In 2018, Congress passed a law to fight sex trafficking online. The Senate voted 97 to 2. The Department of Justice had already seized the law's primary target, Backpage, five days before the bill was signed, using existing statutes. In three years, prosecutors used SESTA/FOSTA exactly once. But the collateral damage was immediate. Platforms that sex workers used to screen clients and share safety information went dark. More than a third of sex workers surveyed reported increased violence. The law achieved the opposite of every stated goal. Fewer prosecutions, more violence, less visibility for law enforcement. The tools that enabled harm also enabled safety. When Congress removed the bad, it removed the good with it.
Tobacco
Cultural change drove the decline. Legislation was one tool among many, and not the most effective.
Smoking rates in America fell from 42% to 11% over sixty years. No single law did it. Georgetown University's SimSmoke model quantified what actually drove the decline: the Surgeon General's report and media campaigns accounted for 24-26% of the reduction. Excise taxes accounted for another 24%. Indoor smoking bans contributed 5.5%. Cessation programs and health warnings contributed 1-5% each. The single most effective youth program, the truth campaign, worked by treating teenagers as intelligent people capable of seeing through manipulation. The data is clear: information and incentives did the heavy lifting.
The point is not the incidents. It is the pattern. Every system was built with good intentions, and every one was used in ways its creators never predicted. Good intentions do not prevent misuse. They justify it.
What follows from this
If these truths hold, and if this history is what it appears to be, then certain things follow.
- Safety enables freedom. It is not the goal itself. Trading children's freedom for safety destroys what you were trying to protect.
- Education is the primary tool. Community is the support structure. Leading by example is the method. This is what the evidence shows works. Not legislation alone. Not technology alone. People teaching people.
- Children's privacy belongs to them. Parents are stewards, not owners. Government is further removed still.
- Solutions should be localized before centralized. Families before communities. Communities before institutions. Institutions before governments. Solve problems at the level closest to the people affected.

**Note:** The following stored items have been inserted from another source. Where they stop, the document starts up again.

PR #1899, opened 2024-11-04
Add extra error cases for web purchases redemptions

tonidero:
### Description
This adds some new result types to a web purchase redemption:
- InvalidToken
- AlreadyRedeemed
- Expired. This one includes additional information like the obfuscated email where a new token was/will be sent and whether that email was sent.

This falls behind the experimental APIs introduced in #1889 

Additionally, this renames `parseAsDeepLink` to `parseAsWebPurchaseRedemption` and removes the `DeepLink` type. This is a breaking change, but should be ok since the API is marked as experimental and not usable still by any customers.

### DIFF
--- a/purchases/src/main/kotlin/com/revenuecat/purchases/WebPurchaseRedemption.kt
+++ b/purchases/src/main/kotlin/com/revenuecat/purchases/WebPurchaseRedemption.kt
@@ -1,0 +1,9 @@
+package com.revenuecat.purchases
+
+/**
+ * Represents a web redemption link, that can be redeemed using [Purchases.redeemWebPurchase]
+ */
+@ExperimentalPreviewRevenueCatPurchasesAPI
+class WebPurchaseRedemption internal constructor(
+    internal val redemptionToken: String,
+)
--- a/purchases/src/main/kotlin/com/revenuecat/purchases/common/Backend.kt
+++ b/purchases/src/main/kotlin/com/revenuecat/purchases/common/Backend.kt
@@ -22,6 +22,7 @@ import com.revenuecat.purchases.common.offlineentitlements.ProductEntitlementMap
 import com.revenuecat.purchases.common.verification.SignatureVerificationMode
 import com.revenuecat.purchases.customercenter.CustomerCenterConfigData
 import com.revenuecat.purchases.customercenter.CustomerCenterRoot
+import com.revenuecat.purchases.interfaces.RedeemWebPurchaseListener
 import com.revenuecat.purchases.models.GoogleReplacementMode
 import com.revenuecat.purchases.models.PricingPhase
 import com.revenuecat.purchases.paywalls.events.PaywallEventRequest
@@ -76,7 +77,8 @@ internal typealias ProductEntitlementCallback = Pair<(ProductEntitlementMapping)
 @OptIn(ExperimentalPreviewRevenueCatPurchasesAPI::class)
 internal typealias CustomerCenterCallback = Pair<(CustomerCenterConfigData) -> Unit, (PurchasesError) -> Unit>
 
-internal typealias RedeemWebPurchaseCallback = Pair<(CustomerInfo) -> Unit, (PurchasesError) -> Unit>
+@OptIn(ExperimentalPreviewRevenueCatPurchasesAPI::class)
+internal typealias RedeemWebPurchaseCallback = (RedeemWebPurchaseListener.Result) -> Unit
 
 internal enum class PostReceiptErrorHandlingBehavior {
     SHOULD_BE_MARKED_SYNCED,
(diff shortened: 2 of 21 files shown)


purchases/src/main/kotlin/com/revenuecat/purchases/common/Backend.kt
```diff
@@ -760,11 +779,11 @@ internal class Backend(
         }
     }
 
-    private fun <K, S, E> MutableMap<K, MutableList<Pair<S, E>>>.addCallback(
+    private fun <K, F> MutableMap<K, MutableList<F>>.addCallback(
```
tonidero, line 782: I didn't need separate error/success callbacks for this operation so had to change this. I could have moved that transformation outside, but it would mean we would need to be leaking the result body out of the backend class, so I thought this was a bit better...

purchases/src/main/kotlin/com/revenuecat/purchases/common/errors.kt
```diff
@@ -97,6 +100,9 @@ private fun BackendErrorCode.toPurchasesErrorCode(): PurchasesErrorCode {
         BackendErrorCode.BackendInternalServerError,
         -> PurchasesErrorCode.UnexpectedBackendResponseError
         BackendErrorCode.BackendProductIDsMalformed -> PurchasesErrorCode.UnsupportedError
+        BackendErrorCode.BackendInvalidWebRedemptionToken -> PurchasesErrorCode.PurchaseInvalidError
+        BackendErrorCode.BackendWebPurchaseAlreadyRedeemed -> PurchasesErrorCode.ProductAlreadyPurchasedError
+        BackendErrorCode.BackendExpiredWebRedemptionToken -> PurchasesErrorCode.PurchaseInvalidError
```
tonidero, line 105: These shouldn't really be used... But I added it so it fixes the compiler.

purchases/src/main/kotlin/com/revenuecat/purchases/errors.kt
```diff
@@ -24,6 +24,24 @@ class PurchasesError(
     override fun toString(): String {
         return "PurchasesError(code=$code, underlyingErrorMessage=$underlyingErrorMessage, message='$message')"
     }
+
+    override fun equals(other: Any?): Boolean {
```
tonidero, line 28: Needed for some tests. I think it shouldn't hurt anything.

purchases/src/main/kotlin/com/revenuecat/purchases/interfaces/RedeemWebPurchaseListener.kt
```diff
@@ -13,16 +13,43 @@ fun interface RedeemWebPurchaseListener {
...
+         * Indicates that the redemption token is invalid.
+         */
+        object InvalidToken : Result()
+
+        /**
+         * Indicates that the redemption token has expired. An email with a new redemption token
+         * might be sent if a new one wasn't already sent recently.
+         * The email where it will be sent is indicated by the [obfuscatedEmail].
+         */
+        data class Expired(val obfuscatedEmail: String) : Result()
```
vegaro, line 36: Is obfuscated something like `c*****ro@gmail.com`?

purchases/src/main/kotlin/com/revenuecat/purchases/WebPurchaseRedemption.kt
```diff
@@ -0,0 +1,9 @@
+package com.revenuecat.purchases
+
+/**
+ * Represents a web redemption link, that can be redeemed using [Purchases.redeemWebPurchase]
+ */
+@ExperimentalPreviewRevenueCatPurchasesAPI
+class WebPurchaseRedemption internal constructor(
+    internal val redemptionToken: String,
```
vegaro, line 8: should this just be `token`?

vegaro (approved):

purchases/src/main/kotlin/com/revenuecat/purchases/interfaces/RedeemWebPurchaseListener.kt
tonidero: Yeah, for example, `t****@r*****.c**`

purchases/src/main/kotlin/com/revenuecat/purchases/WebPurchaseRedemption.kt
tonidero: Hmm could be... It's internal so we can really change it whenever... I think it might be better to leave it as is so we know the type of token it is, not a strong opinion though

tonidero:
Will merge this. Everything is marked as experimental APIs and functionality hidden behind a feature flag right now.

- Government is a lever for accountability, not a source of solutions. It can hold corporations accountable for harm. It cannot raise your children.
- Government's role is to referee, not parent. Enforce contracts. Adjudicate disputes. Protect against force and fraud. Stay out of family decisions.
The question
Policies change. Data does not. Once collected, it exists. It will be available to every future government, every future policy, every future purpose that has not been invented yet.